When people admire the cochlear implant, clearly visible on my bald pate, they often ask, “Isn’t that controversial?” Controversy sells newspapers, books, and now blogs.
For this Deaf History Month blog, I’d like to talk about someone who wasn’t controversial. The late Jim Marsters was active in both deaf and hearing communities, with many friends in each. An orthodontist who read lips and spoke, he communicated so well with his patients that some were not aware he was deaf.
I may not consider him controversial, but that doesn’t mean he wasn’t an advocate of change. Those of you old enough to remember “Ma Bell” will know that at one time, Bell owned the phones in your house and was extremely proprietary about what you could do with them. Back in the late fifties, a fellow invented an attachment to help people talk without others overhearing. Bell went after him because they viewed that as an imposition on their system. So imagine their consternation when Marsters and his friends Robert Weitbrecht, a Stanford University physicist, and Andrew Saks, an electrical engineer, invented the acoustic coupler now known as the modem.
Marsters drove the development of the coupler, which made the TTY (teletypewriter or teletype) possible, and then later traveled to Congress and all over the country to push for its use because he wanted to be able to use the telephone. At first, deaf people only used the couplers to connect to teletype machines and talk with other deaf people and their families. But Marsters didn’t want to stop there. He felt there had to be a way for deaf people to use the phone to talk with anyone. So along with Weitbrecht and Saks, he lobbied for communications policies that eventually made the modern relay services possible.
He also decided he wanted to fly planes. As Henry Kisor points out in his blog, Marsters learned that less than 10 percent of American airspace under 18,000 feet requires the use of radio. Small airports do not have control towers. This meant that he could legally fly without using a radio. On the occasions when an airport expected radio communications, he would simply message that his receiver was out (some commentators say he “fibbed,” but does a radio’s receiver work if you can’t use it?), and they would follow standard visual procedures to direct his landing.
Let’s step back and look at these accomplishments for a moment. Today, most people understand that deaf people have a right to free relay services, closed captions on television, and other access issues. We’re operating under the well-developed concept that television and telephone network providers who use federally regulated transmission spectrum have certain obligations in exchange for the ability to use that spectrum. (See: Telecommunications Act of 1996 and related legislation.)
But in the 1960s, the ADA and the Telecommunications Act were years away. Yet Marsters was no entitlement victim. He had a thriving practice. He flew his own plane. He invented the TTY, an achievement most people would consider to be sufficient for a lifetime. But Marsters continued to push for more and better telecommunication options, because he didn’t believe in barriers for himself – or anyone else.
Now let’s segue to the present. The latest initiatives to remove barriers are the proposed 21st Century Telecommunications Act (HR 3101) and the FCC’s development of the National Broadband Plan. In hearings last year, wireless carriers and phone manufacturers spoke against the 21st Century proposals, claiming that the accessibility requirements (for the blind, mobility impaired, and others, as well as deaf consumers) were too onerous.
Last I heard, this year they have shown a greater willingness to accommodate within the framework of HR 3101. But this comes after “enduring” years of resolute pressure from activists and seeing the list of House cosponsors grow by the day.

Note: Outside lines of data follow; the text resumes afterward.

PR #120, opened 2026-06-12
feat(reachability): library-mode for all parsers + silent-blackout warning

gadievron:
## feat(reachability): library-mode for all parsers + silent-blackout warning

Two coupled changes that make OpenAnt usable on data-processing libraries (parsers, deserializers, codecs), where the reachability filter otherwise prunes the entire public-API surface. Both touch the same files (`core/parser_adapter.py`, `utilities/agentic_enhancer/entry_point_detector.py`, the six subprocess pipelines), so they ship together.

### Base / dependency
This PR is based on `staging/parser-fix-stack` (the integrated #70–#117 parser-fix stack), not `master`. It extends #117's library-mode and complements #75's zero-seed net, and builds on the zig parser state from #75/#85/#87/#110 — so it only applies on top of that stack. **Depends-on: #75, #117** (and the parser-fix stack generally). Retarget the base to `master` once the stack lands.

---

### Part 1 — silent-blackout warning (advisory; never changes filtering)
**Problem:** the #75 zero-seed net only fires at *exactly* zero entry points. A library trips a handful of incidental seeds (code merely containing an input-reading pattern), so a 90%+ reduction looks like a successful filter while the public-API core was dropped. tree-sitter `lib/`: 661 → 24 units (all `wasm_store.c`); `parser.c`/`lexer.c`/`stack.c`/`subtree.c` removed, reported as 96% "reduction" with no warning.

**Fix:** `blackout_warning()` in `utilities/agentic_enhancer` (shared by all filter sites). Warns when 0 of N kept, OR ≥90% pruned with no *structural* entry point (every seed is an incidental `input_pattern` match, never `unit_type:`/`name:main`/`decorator:`). Suppressed under `library_mode`. Wired into `core/parser_adapter.py` + all six subprocess pipelines. **Advisory only — never changes which units are kept.** Calibration: silent on a real app (Arkime C: 63%, real `main`/`cli_handler` seeds), fires on a library.

### Part 2 — opt-in library-mode for all parsers + CLI
**Problem:** #117 added `--library-mode` (seed the exported public API) only on the Python path. The other six parsers run as subprocesses with their own reachability copy, so a C/JS/Go/Ruby/PHP/Zig library still collapsed.

**Fix:** centralize the seed logic into `library_seed_ids()` (handles both `is_exported` snake_case on disk and `isExported` camelCase from the pipelines' normalize). Thread an opt-in `library_mode` through all four surfaces of each subprocess parser (dispatch → subprocess cmd → `--library-mode` argparse → seed union before the BFS), plus `scan_repository` and the `openant parse`/`scan` CLI flags. Union-only — never drops a structural entry point, so app scans are unaffected. #117's Python path is behavior-identical.

**Verified end-to-end (parse, no API):**

| Project | lang | without `--library-mode` | with `--library-mode` |
|---|---|---|---|
| tree-sitter `lib/` | C | 24/661 (blackout) | 550/661 (parser core reachable) |
| google/uuid | Go | 0/78 | 77/78 |
| unicode-display_width | Ruby | 0/13 | 13/13 |
| slugify | JS | 0/8 | 7/8 |
| nikic/iter | PHP | 0/120 | 119/120 |
| ziglibs/known-folders | Zig | 9/21 | 21/21 |

Arkime (a real app) is unchanged either way. (Zig CLI selection needs the companion `fix(cli)` PR to be reachable via `openant parse --language zig`.)

### Not a security fix
Tooling/coverage changes (they change which code reaches the analyzer), not code-vulnerability patches.

### Tests
15 new: `tests/test_blackout_warning.py` (7 — both triggers + structural/library-mode suppression) and `tests/test_library_seed_ids.py` (8 — both casings + name heuristic). #117's `test_library_mode_reachability.py` unchanged (behavior-preserving). Full `libs/openant-core` suite: 624 passed, 22 skipped.

### DIFF
--- a/libs/openant-core/core/parser_adapter.py
+++ b/libs/openant-core/core/parser_adapter.py
@@ -254,6 +254,7 @@ def apply_reachability_filter(
     _epd = _load_module("entry_point_detector", "entry_point_detector.py")
     _ra = _load_module("reachability_analyzer", "reachability_analyzer.py")
     EntryPointDetector = _epd.EntryPointDetector
+    blackout_warning = _epd.blackout_warning
     ReachabilityAnalyzer = _ra.ReachabilityAnalyzer
 
     call_graph_path = os.path.join(output_dir, "call_graph.json")
@@ -348,6 +349,12 @@ def apply_reachability_filter(
         f"({reduction_pct}% reduction)",
         file=sys.stderr,
     )
+
+    _blackout = blackout_warning(detector.entry_point_details, original_count,
+                                 len(filtered_units), library_mode=library_mode)
+    if _blackout:
+        dataset["metadata"]["reachability_filter"]["warning"] = _blackout
+        print(f"  [Warning] {_blackout}", file=sys.stderr)
 
     # Warn about unimplemented higher-level filters
     if processing_level == "codeql":
--- a/libs/openant-core/core/parser_adapter.py
+++ b/libs/openant-core/core/parser_adapter.py
@@ -80,6 +80,7 @@ def parse_repository(
     name: str = None,
     diff_manifest: str | None = None,
     fresh: bool = False,
+    library_mode: bool = False,
 ) -> ParseResult:
     """Parse a repository into an OpenAnt dataset.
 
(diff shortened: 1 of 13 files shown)


gadievron:

Base retargeted staging→master. Kept BOTH master/#133 --fresh AND this PR's --library-mode (a blind take would have dropped --fresh); #75 zero-seed net retained. Reachability tests green (15 + 87).

gadievron:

Such change is only possible because of leading visionaries like Jim Marsters, an uncontroversial radical.
Jay Wyant, CEO, Remotocom, jwyant@remotocom.com
Wyant is also President of the Board of the Alexander Graham Bell Association of the Deaf and Hard of Hearing (AG Bell).
For more on Marsters:
1. Harry G. Lang, “A Phone of Our Own: The Deaf Insurrection Against Ma Bell”
2. http://www.ntid.rit.edu/media/full_text.php?article_id=963
3. http://online.wsj.com/article/SB125080635093047711.html
4. http://www.upi.com/Top_News/2009/08/23/Dr-James-Marsters-inventor-of-TTY-dies/UPI-69341251059847/
5. http://ccosd.org/2009/08/30/farewell-tty-inventor-dr-james-marsters/

Jay,
Your article is incredibly interesting. Thank you for all this info. I’m a big fan of Henry Kisor, and knew nothing about the story of the TTY. Excellent!
-JAF-
Comment by Jose Fernandez, Jr. | March 17, 2010 @ 3:18 pm
Thanks for posting this delightful piece. I especially liked the anecdote about his unconventional approach to challenging ground control’s assumptions about radio use.